→ **REQUIRED ACTION**
Print exactly the lines starting at the one that contains "-416,13 +416,27 @@" and ending at the last line of the listing below.

┄┄┄┄┄┄

PR #1166, opened 2024-06-18
clippy: add "disable bonus" command

kayleegeorge:
Add a "disable bonus" for invite link feature for clippy. Invite link still remains valid, but the bonus is set to 0.

### DIFF
--- a/packages/daimo-api/src/db/db.ts
+++ b/packages/daimo-api/src/db/db.ts
@@ -416,13 +416,27 @@ export class DB {
 
   async updateInviteCode(row: UpdateInviteCodeArgs) {
     console.log(`[DB] updating invite code: ${JSON.stringify(row)}`);
+    let res;
+    if (row.maxUses) {
+      res = await this.pool.query<[], any[]>(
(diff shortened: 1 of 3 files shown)


nalinbhardwaj (approved):
lgtm

packages/daimo-api/src/db/db.ts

┄┄┄┄┄┄

→ **FINISHED TASK**
@@ -416,13 +416,27 @@ export class DB {
 
   async updateInviteCode(row: UpdateInviteCodeArgs) {
     console.log(`[DB] updating invite code: ${JSON.stringify(row)}`);
+    let res;
+    if (row.maxUses) {
+      res = await this.pool.query<[], any[]>(
(diff shortened: 1 of 3 files shown)


nalinbhardwaj (approved):
lgtm

packages/daimo-api/src/db/db.ts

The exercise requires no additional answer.